The recursive approach explores all possible jumps from each position and returns the minimum jumps needed. At each position, we try all possible jumps and take the minimum result.

Example

using System;

namespace ConsoleApplication {
    public class Arrays {
        public int MinJumps(int[] arr, int l, int h) {
            if (h == l)
                return 0;
            if (arr[l] == 0)
                return int.MaxValue;
            
            int min = int.MaxValue;
            for (int i = l + 1; i <= h && i <= l + arr[l]; i++) {
                int jumps = MinJumps(arr, i, h);
                if (jumps != int.MaxValue && jumps + 1 < min)
                    min = jumps + 1;
            }
            return min;
        }
    }
    
    class Program {
        static void Main(string[] args) {
            Arrays a = new Arrays();
            int[] arrm = { 1, 3, 6, 3, 2, 3, 6, 8, 9, 5 };
            int n = arrm.Length;
            Console.Write("Minimum number of jumps to reach end is " + a.MinJumps(arrm, 0, n - 1));
        }
    }
}

The output of the above code is −

Minimum number of jumps to reach end is 4

Dynamic Programming Approach

A more efficient solution uses dynamic programming to avoid redundant calculations.

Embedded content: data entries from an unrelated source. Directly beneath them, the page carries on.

Issue #687, opened 2026-07-22
Harness runtime: adversarial review (integration/harness-endgame) — 2 HIGH + 4 MEDIUM


DROOdotFOO:
@merklebonsai — adversarial review of the harness runtime on `integration/harness-endgame`, plus the architecture mental model (folded at the bottom) so the atomic-PR chunks read in context.

## Scope (stated honestly)

The branch is 838 files / +89k/−60k, mostly the Surface→TEA migration churn. Three hostile personas (Saboteur / New Hire / Security Auditor) deep-read the ~25 files that carry the actual runtime substance — the tty/pump, the TEA fold + view, the input/keymap/click paths, the markdown/CJK width paths, and the security seams (EventBoundary, SessionInbox approval gate, fs/shell actions, the mix task). Charts, diff-viewer internals, and the deleted Surface stack were **not** line-reviewed.

**Verdict: CONCERNS** — 2 HIGH + 4 MEDIUM. No CRITICAL and fewer than 3 HIGH, so not a BLOCK, but the two HIGH findings and the security-sandbox MEDIUM should be fixed before the corresponding chunks land.

---

### H1 — Alt-screen stranded on runtime-boot failure (terminal left corrupted, no teardown net)
`lib/raxol/harness/session_pump.ex:371,388`

`boot_runtime/1` writes the alt-screen ENTER at :371, *then* calls the fallible `boot.(self())`; the `{:error, _}` branch raises at :388 before `loop/1`/`teardown/1` is ever reached. The comment at :365-367 ("before the loop starts, there is no session to tear down honestly") overlooks that the ENTER bytes are already on the tty. The mix task's `at_exit` (`raxol.harness.ex`) resets mouse modes + `stty sane` but **omits the alt-screen leave** (`\e[?1049l`), so a boot failure (bad Lifecycle start, engine error, resource contention) drops the user into a hidden-scrollback alt screen needing a manual `reset`.

- **Repro:** make `runtime_boot` return `{:error, _}` (e.g. force a Lifecycle start failure). Terminal is left in the alternate buffer.
- **Fix:** emit ENTER only after a successful boot, or guard the raise with the leave byte.
- Confidence: **CONFIRMED**.

### H2 — `render/1` and `hit_test/3` are two byte-identical copies of the footer geometry, with a "can never drift" docstring and zero test coverage on `hit_test/3`
`lib/raxol/harness/harness_app/view.ex:54-58` and `:202-206`

[...]

PR #689, opened 2026-07-22
feat(ui): color/salience engine — intent-based resolution over probed terminal ground

merklebonsai:
Components emit salience intents (ColorIntent) instead of hardcoded
colors; ColorResolver grants prominence against the probed terminal
background/polarity, with an ANSI16 fallback (Ansi16Salience, doc-only
change here) for capability-tiered rendering.

Standalone: ColorResolver/ColorIntent are new, unwired modules --
proven correct in isolation against master's existing (pre-fix)
Salience/ThemeResolver -- consumed by later region/prominence PRs.

**Re-scoped after CI red (moved to the renderer-wiring wave):**
- `lib/raxol/ui/theming/salience.ex` -- the H-K solver fix (sign
  inversion + hue-comb rewrite). Same function signatures as master,
  different numeric output, so unrelated master consumers pinned to
  the old math broke: `test/cross_terminal/modal_overlay_test.exs`
  (via `CellDim`) and `test/raxol/ui/components/harness/diff_viewer_test.exs`
  (direct `Salience` calls).
- `lib/raxol/ui/theming/colors.ex` and `lib/raxol/ui/theming/salience_theme.ex`
  -- tightly coupled to salience.ex's new API (`rgb_to_oklab/3`,
  `apparent_lightness_of_rgb/3`), moved with it.
- `lib/raxol/ui/theme_resolver.ex` -- the fg-default flip (theme-color
  fallback removed, resolves to `nil` instead of `:white`/theme color)
  broke `test/raxol/ui/basic_rendering_test.exs`, which pins the old
  default. Needs `StyleProcessor.promote_colors/2`'s case-b nil-handling
  from the wiring wave to be safe.
- `lib/raxol/ui/cell_dim.ex` -- its own diff was doc-only (moduledoc
  only, zero functional change), but its test file pins the new
  Salience math, so both revert together.
- Test files for all of the above (`cell_dim_test.exs`, `colors_test.exs`,
  `salience_test.exs`, `salience_theme_test.exs`) drop with their lib
  files rather than being weakened.

Verified: `color_resolver.ex`/`color_intent.ex`/`ansi16_salience.ex`
tests pass unchanged against master's current (pre-fix) Salience and
ThemeResolver -- the resolver doesn't need the H-K fix to be correct
for the cases it's tested against. `ansi16_salience_test.exs`'s slack-based
assertions (`>= 3`/`>= 6` collapse counts) also hold against master's
Colors/Salience unchanged.

The renderer-wiring wave brings the H-K fix + fg-default flip +
`render_to_cells_unresolved/2` renderer seam together with re-blessed
expectations for every consumer they touch (modal_overlay_test.exs,
diff_viewer_test.exs, basic_rendering_test.exs, cell_dim_test.exs,
colors_test.exs, salience_test.exs, salience_theme_test.exs, plus the
two RP-P-01 neutrality pins already deferred from this PR's
color_resolver_test.exs).

Full suite (`mix test --exclude slow --exclude integration --exclude docker`):
6552/6553 passed. The one failure (`metrics_collector_test`) is a
pre-existing flaky test that also fails on pristine master.

Part of the harness-endgame merge campaign (see #687 for the architecture context); wave 2 of the extraction DAG.

The palette role-tint section (debug_highlight_bg) was dropped — its only consumer was cut from the campaign; the role-tint mechanism returns if/when a shipped consumer exists.


DROOdotFOO:

## Adversarial review — PR #689 (color/salience engine)

The engine is carefully documented and the truecolor happy-path is sound, but the new `ColorResolver` breaks its own stated "detection absence degrades, never crashes" contract in two places, and violates its "never a crashed render in production" contract in a third. The sibling helper `literal_ref/1` goes out of its way to `rescue` malformed hex shapes that the author's own comments say the codebase's style maps ship (3-digit shorthand, `#RRGGBBAA` alpha) — but the region-dim and capability-downgrade paths that run on the *same* literals have no such guard and will raise, taking down the whole `resolve_cells/2` pass (a dead frame). All three personas converged on unvalidated color literals reaching unguarded OKLCH math.

### HIGH

**HIGH** [Saboteur + New Hire + Security] `lib/raxol/ui/color_resolver.ex:814` — `region_dim_literal("#" <> _ = hex, ...)` matches *any* `#`-prefixed string and hands it straight to `Salience.hex_to_oklch/1`, which has no catch-all and only a 6-byte binary clause.
Open any modal/overlay (region prominence drops below 1.0, so literals get region-dimmed) and let a single cell carry a 3-digit `"#abc"` or 8-digit `"#11223344"` foreground/background — both shapes the `literal_ref/1` comment explicitly says "this codebase's style maps ship." `hex_to_oklch("#abc")` / `("#11223344")` raises `FunctionClauseError`; `"#gggggg"` raises `ArgumentError` from `String.to_integer/2`. The exception propagates out of `resolve_cells/2` and kills the frame. This directly contradicts the neighboring `literal_ref/1`, which rescues exactly these shapes to `nil`. A malformed hex in external theme JSON is the Security dimension of the same root.
Fix: guard the clause (`byte_size(rest) == 6` and hex-valid) and fall through to `defp region_dim_literal(other, _p, _ground), do: other`, or wrap the OKLCH conversion in the same `rescue` `literal_ref/1` uses.

### MEDIUM

**MEDIUM** [Saboteur] `lib/raxol/ui/color_resolver.ex:680` — `rgb_of("#" <> hex_digits = full) when byte_size(hex_digits) == 6` gates on length only, not hex validity.
On an ansi256/ansi16 terminal a literal like `"#gggggg"` (6 chars, not hex) passes the guard; `Colors.hex_to_rgb/1` calls `Color.from_hex/1`, which returns `{:error, :invalid_hex}`, then evaluates `color.r` on that tuple → `BadMapError`, crashing the downgrade path. (The documented 3-/8-digit shapes are incidentally safe here because they fail the `== 6` check, but a truly malformed 6-char value is not.)
Fix: validate the digits (`Integer.parse(hex_digits, 16)`) or handle the `{:error, _}` return from `Colors.hex_to_rgb/1`; return `nil` on failure so the literal passes through unchanged.

**MEDIUM** [Saboteur] `lib/raxol/ui/color_resolver.ex:641` — `ansi16_slot(_rgb, role, ...)` calls `Ansi16Salience.slot/3`, whose guard is `role in @roles` (a closed 12-member set) with no fallback clause.
A `%ColorIntent{role: :highlight}` (any role outside the closed set) rendered on a 16-color terminal raises `FunctionClauseError` mid-resolution. This bypasses the resolver's own carefully-built fail-safe contract (`enforce_resolved!` maps stray values to `:default` + telemetry in prod, never raising) — an unknown role crashes prod instead.
Fix: guard with `role in Ansi16Salience.roles()` and fall back to the role-less `ansi16_slot({r,g,b}, nil, ...)` quantize path for unknown roles, matching the module's stated fail-visible-but-safe behavior.

**MEDIUM** [New Hire + Saboteur] `lib/raxol/ui/color_resolver.ex:300,517` — no memoization of identical intent resolutions on the per-frame hot path.
`resolve_cells/2` runs on every cell every frame, and the attr-less-fg default promotes huge numbers of cells to the *same* `%ColorIntent{tier: :baseline, c: 0.0, floor: :text}`. Each re-runs `Salience.solve/4` (iterative gamut mapping via `shrink_chroma`'s decrement loop) plus a WCAG bisection — a uniform 80×50 text screen solves the identical baseline intent thousands of times per frame with zero caching. The moduledoc touts "reuse, not reimplementation" but never caches the actual results.
Fix: memoize within the pass keyed by `{tier, c, h, floor, local_al, effective_p, color_depth}` (a plain map threaded alongside the grid in the `map_reduce`).

### LOW

**LOW** [New Hire] `lib/raxol/ui/color_resolver.ex:1-146,184-220,839-844` — maintainability drift surface. The 931-LOC file's 146-line moduledoc leans heavily on internal test-ID jargon (`RP-N-02`, `RP-P-01`, `RP-N-03`) that a new reader cannot decode without hunting down test files, and three ANSI16 tables (`@ansi16_codes`, `@ansi16_atoms`, `ansi16_rgb/1`) re-derive mappings that already exist in `Colors`/`Core.Renderer.Color`. The duplication is acknowledged in comments but still creates two more places to keep in sync when the palette changes.

### Security note

Genuinely low surface: no `String.to_atom/1` on config/wire input anywhere in the changed files, and `theme_resolver.ex`'s `hex_to_color_atom/1` has a safe `:white` catch-all. The only Security-relevant vector is unvalidated theme hex reaching the unguarded OKLCH math (folded into the HIGH finding) — validation belongs at theme ingestion, not just at the render choke point.

**Verdict: BLOCK** — the HIGH region-dim crash is reachable through ordinary UI (any open overlay) combined with a hex literal shape the code's own comments document as present in this codebase, and it defeats the module's central "never crash the render" promise.

merklebonsai:
Addressed all five findings. Verified each against the actual code with a reproducing script before touching anything; all four crash claims (HIGH + 3 MEDIUM) reproduced exactly as described. New commits, no amends/force-push.

**HIGH `color_resolver.ex:814`** — confirmed: `Salience.hex_to_oklch/1` is total only over plain 6-digit hex; `"#abc"` and `"#11223344"` both raised `FunctionClauseError`, `"#gggggg"` raised `ArgumentError` from `String.to_integer/2`, reachable via any region prominence < 1.0 (any open overlay).
Fixed in `17d9ecff5`: `region_dim_literal/3` now rescues the `hex_to_oklch/1` call (mirroring the existing `literal_ref/1` rescue pattern) and degrades to the literal passed through undimmed. Regression: `region-dim degrades non-6-digit hex literals instead of crashing` (4 tests: 3-digit shorthand, 8-digit alpha, syntactically-6-char non-hex, and a control proving valid hex still dims normally).

**MEDIUM `color_resolver.ex:680`** — confirmed: `rgb_of/1`'s length-only guard let `"#gggggg"` through to `Colors.hex_to_rgb/1` → `Color.from_hex/1`, which returns `{:error, :invalid_hex}` (a plain tuple); the `color.r` field access one level down raised `BadMapError` under `:ansi256`/`:ansi16`.
Fixed in `37f2502e3`: `rgb_of/1` now validates the digits via `Integer.parse/2` and returns `nil` (pass-through) on failure. Regression: `capability-tier downgrade degrades a malformed hex instead of crashing` (3 tests, both depths + a valid-hex control).

**MEDIUM `color_resolver.ex:641`** — confirmed: `Ansi16Salience.slot/3`'s only guard is `role in @roles` (closed 12-member set), no fallback clause; `%ColorIntent{role: :highlight}` at `:ansi16` raised `FunctionClauseError`.
Fixed in `3f6f5e5a9`: `ansi16_slot/4` checks `role in Ansi16Salience.roles()` before pinning and falls back to the role-less nearest-color quantize path for anything outside that set. Regression: unrecognized role matches the role-less result (no crash), recognized role still pins via `Ansi16Salience` (not silently downgraded).

**MEDIUM `color_resolver.ex:300,517`** — agreed, real gap. Fixed in `7ff01507b`: a `cache` map now rides alongside the paint-order `grid` through the same fold; `resolve_fg/7`'s intent clause keys on every determinant of its output (`tier, c, h, role, floor, local_al, local_bg_hex, ground, effective_p, color_depth` — note `ground` and `local_bg_hex` both had to be in the key, not just `local_al`, since the floor clamp's `against_hex` and the ANSI16 downgrade's polarity both read them directly). Regression: cells sharing every determinant reuse the identical output *term* (`:erts_debug.same/2`, not just `==`), while cells differing only in local ground or region prominence still resolve distinctly — the case a wrong/narrow key would silently break.

**LOW `color_resolver.ex:1-146,...`** — partial fix + rebuttal. Fixed in `c3c412d90`: added a short "Test-ID legend" to the moduledoc decoding the `RP-N`/`RP-P`/bare-ID convention and pointing at the authoritative test names. Rebuttal on the ANSI16 table duplication: it's the same precedented pattern `Raxol.UI.CellDim` already uses for the identical reason (a small, stable, private lookup beats a cross-module dependency on a private attribute) — already called out in this module's own comment at `@ansi16_codes`. Not re-litigating an already-adopted codebase convention inside this PR.

Full guard suite (`mix test --exclude slow --exclude integration --exclude docker`) green except the pre-existing `metrics_collector_test.exs` red on this branch's base, unrelated to this diff.

DROOdotFOO (commented):

FIRST review of `pr/ui-color-engine` (+2173/-32). Reproduced in an isolated
worktree off `c3c412d90`; the two new modules' tests are real and green
(`color_resolver_test.exs` + `color_intent_test.exs` + `ansi16_salience_test.exs`
= 69 passed). Scope note: this PR ships `ColorResolver`/`ColorIntent` as
STANDALONE, UNWIRED modules (the render seam and the H-K/salience fixes are
deferred to the wiring wave), which caps the real-world blast radius of every
finding below -- nothing here is on the production render path yet.

### Probe safety (the headline concern) -- CONFIRMED HANDLED

The "probed terminal ground" is NOT a live query in this diff. Both entry
points are non-blocking `:persistent_term` cached reads, filled once at startup
by a separate probe pass, each guarded by `Code.ensure_loaded?` and each with a
safe fallback:

- Ground: `SalienceTheme.detect_ground/0` -> `BackgroundQuery.detected_background/0`
  -> `Capabilities.cached/0` (`:persistent_term.get`). No `receive`, no
  `GenServer.call`, no sleep. Malformed OSC 11 replies parse to `:error`
  (`BackgroundQuery.parse_color/1`) and fall back to `Salience.reference_ground/0`.
- Depth: `ColorResolver.default_color_depth/0` (color_resolver.ex:339) -> same
  cached read.

So there is no probe hang, no unbounded wait, no DoS, and no probe output echoed
into the buffer. The resolver only ever emits validated hex / ANSI atom / 0..255
int literals (`valid_hex?` gate at rgb_of/1) -- no raw `\e[` and no `String.length`
appear anywhere in the two new files. Repo rendering rules are honored.

### CRITICAL

None.

### HIGH

None. (The module is unwired; no production consumer breaks.)

### MEDIUM

- **M1 (accessibility, New Hire): the legibility floor is opt-OUT, not opt-in.**
  `ColorIntent` defaults `floor: :none` (color_intent.ex:83), and `:none`
  applies zero contrast clamp (`clamp_output(.., :none)` at color_resolver.ex:779;
  tested at color_resolver_test.exs:128). A hand-built `%ColorIntent{tier: :recede}`
  under a prominence fade or region dim therefore fades toward the ground with NO
  WCAG floor and can land arbitrarily close to invisible. The only reason real
  text is safe today is that the two auto-promotion producers hardcode `:text`
  (4.5) -- so the "salience engine" protects contrast only for the paths that
  never touch the public struct default. Any future component author who
  constructs an intent directly and omits `floor:` ships unreadable text. Make
  `:text` (or `:ui`) the struct default and `:none` the explicit escape hatch.

- **M2 (correctness/robustness, Saboteur): undetected color depth defaults to
  `:truecolor`, inverting the terminal package's ANSI16 floor.**
  `default_color_depth/0` returns `:truecolor` whenever `Capabilities.cached/0`
  is `:error` (color_resolver.ex:344), deliberately NOT delegating to
  `Capabilities.color_depth/0`, which returns `:ansi16` (the documented "Core
  floor") on the same `:error`. On a genuine 16-color terminal where the probe
  pass has not cached a record yet (or detection is disabled/failed), the
  resolver emits `38;2;r;g;b` truecolor SGR a true ANSI16-only terminal cannot
  render -- garbled or invisible output. It is a deliberate byte-identity
  tradeoff (tested at :709), but it is "fail-optimistic to the largest palette,"
  the opposite of the terminal package's fail-safe. At minimum emit telemetry
  when the downgrade is skipped for lack of a detection record, so a real
  low-color terminal that never primed the cache is observable rather than silent.

- **M3 (performance, Saboteur): the per-cell fg-intent path is expensive and the
  memo is cache-defeatable at the render choke point.** Each fg-intent cache miss
  runs `Salience.solve` + up to `@clamp_iterations` (24, color_resolver.ex:173)
  bisection steps, each doing `Prominence.fade` + `wcag_ratio` (OKLCH / relative-
  luminance round-trips) -- ~50 conversions per unique cell. The memo key is a
  10-tuple `{tier,c,h,role,floor,local_al,local_bg_hex,ground,effective_p,color_depth}`;
  a view that paints per-cell-distinct intents (a salience-colored data grid or
  heatmap) defeats the cache and does N*~50 OKLCH ops every frame. Today's only
  producers emit a uniform baseline intent (near-100% hit rate) so it is fine
  now, but this is documented as the future whole-screen resolution pass -- gate
  it before per-cell-distinct-intent producers land.

### LOW

- **L1 (New Hire): literal fg colors get no floor and no fade re-clamp** -- only
  intent-typed fg is floored (`resolve_fg` literal clause, color_resolver.ex:623,
  does `region_dim_fg |> downgrade_color`, no `clamp_output`). Documented ("I mean
  these bytes"), but it means this PR provides zero legibility protection for the
  overwhelming majority of existing components that still paint literal colors;
  worth stating that contrast safety does not arrive until components emit intents.

- **L2 (Security, confirms-handled with a residual): arbitrary non-color string
  literals pass through the resolver untouched** (`region_dim_literal(other) ->
  other`; `rgb_of(_other) -> nil`). Not introduced here and no producer does it,
  but the resolver is now the documented "single choke point" -- a natural place
  to reject non-color literals rather than forward them to the writer verbatim.

- **L3 (New Hire): test type smell** -- `ansi16_salience_test.exs:307` calls
  `Ansi16Salience.polarity("#161616")` with a hex string where the function is
  typed for a ground-lightness float (emits a type warning on test compile). It
  passes via the non-number fallback, but asserting "detection unavailable" with
  a hex string obscures intent; pass `nil` or a float.

### Verdict: CONCERNS

No CRITICAL and no HIGH: the probe surface is fully non-blocking and safe, the
math (floor bisection, chroma-gate, region-dim parity) is sound, and the modules
are unwired so nothing in production breaks. But three MEDIUM design/robustness
issues -- an opt-out legibility floor (M1), a `:truecolor`-not-`:ansi16` undetected
default that can garble genuine low-color terminals (M2), and a cache-defeatable
per-cell hot path at the render choke (M3) -- should be resolved (or explicitly
deferred with telemetry) before this engine is wired into the render path.

DROOdotFOO:

Verified each finding against the current branch head (fix commits `08…`–`…20` pushed right after the review). All resolved, with regression teeth:

| Finding | Severity | Resolution |
|---|---|---|
| `region_dim_literal("#" <> _)` hands any `#`-prefixed string to `Salience.hex_to_oklch/1` → crash on 3-digit / `#RRGGBBAA` / non-hex, defeating "never crash the render" | **HIGH** | `region_dim_literal/3` now routes through `safe_hex_to_oklch/1` and passes the literal through **undimmed** on `:error`. Regression tests cover 3-digit shorthand, 8-digit alpha, and `#gggggg` under a de-prominent region. |
| `rgb_of("#" <> hex)` gates on length only, not hex validity (`#gggggg` → field access crash) | MEDIUM | `valid_hex?/1` gate; non-hex returns `nil` → passes through unrequantized. Covered at `:ansi256` and `:ansi16`. |
| `ansi16_slot` → `Ansi16Salience.slot/3` has a closed 12-role guard, no fallback | MEDIUM | Unrecognized role falls back to the role-less nearest-color quantize path (RP-N-03 "never a crashed render"). |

We build up the solution from the bottom, storing minimum jumps for each position.

Example

using System;

class Program {
    static int MinJumpsDP(int[] arr) {
        int n = arr.Length;
        if (n <= 1) return 0;
        if (arr[0] == 0) return -1;
        
        int[] dp = new int[n];
        for (int i = 0; i < n; i++) {
            dp[i] = int.MaxValue;
        }
        dp[0] = 0;
        
        for (int i = 0; i < n - 1; i++) {
            if (dp[i] == int.MaxValue) continue;
            
            for (int j = i + 1; j <= Math.Min(i + arr[i], n - 1); j++) {
                dp[j] = Math.Min(dp[j], dp[i] + 1);
            }
        }
        
        return dp[n - 1] == int.MaxValue ? -1 : dp[n - 1];
    }
    
    static void Main(string[] args) {
        int[] arr = { 1, 3, 6, 3, 2, 3, 6, 8, 9, 5 };
        Console.WriteLine("Minimum jumps (DP): " + MinJumpsDP(arr));
        
        int[] arr2 = { 2, 3, 1, 1, 4 };
        Console.WriteLine("Minimum jumps (DP): " + MinJumpsDP(arr2));
    }
}

The output of the above code is −

Minimum jumps (DP): 4
Minimum jumps (DP): 2

Greedy Approach (Most Efficient)

The most efficient solution uses a greedy approach that tracks the farthest reachable position and counts jumps only when necessary.

Example

using System;

class Program {
    static int MinJumpsGreedy(int[] arr) {
        int n = arr.Length;
        if (n <= 1) return 0;
        if (arr[0] == 0) return -1;
        
        int jumps = 0;
        int currentEnd = 0;
        int farthest = 0;
        
        for (int i = 0; i < n - 1; i++) {
            farthest = Math.Max(farthest, i + arr[i]);
            
            if (i == currentEnd) {
                jumps++;
                currentEnd = farthest;
                
                if (currentEnd >= n - 1) break;
            }
        }
        
        return currentEnd >= n - 1 ? jumps : -1;
    }
    
    static void Main(string[] args) {
        int[] arr1 = { 1, 3, 6, 3, 2, 3, 6, 8, 9, 5 };
        Console.WriteLine("Array: [1, 3, 6, 3, 2, 3, 6, 8, 9, 5]");
        Console.WriteLine("Minimum jumps (Greedy): " + MinJumpsGreedy(arr1));
        
        int[] arr2 = { 2, 3, 1, 1, 4 };
        Console.WriteLine("Array: [2, 3, 1, 1, 4]");
        Console.WriteLine("Minimum jumps (Greedy): " + MinJumpsGreedy(arr2));
        
        int[] arr3 = { 3, 2, 1, 0, 4 };
        Console.WriteLine("Array: [3, 2, 1, 0, 4]");
        Console.WriteLine("Minimum jumps (Greedy): " + MinJumpsGreedy(arr3));
    }
}

The output of the above code is −

Array: [1, 3, 6, 3, 2, 3, 6, 8, 9, 5]
Minimum jumps (Greedy): 4
Array: [2, 3, 1, 1, 4]
Minimum jumps (Greedy): 2
Array: [3, 2, 1, 0, 4]
Minimum jumps (Greedy): -1

Comparison of Approaches

Conclusion

The minimum jumps problem can be solved using recursive, dynamic programming, or greedy approaches. The greedy solution with O(n) time complexity is most efficient, tracking the farthest reachable position and incrementing jumps only when reaching the boundary of the current jump range.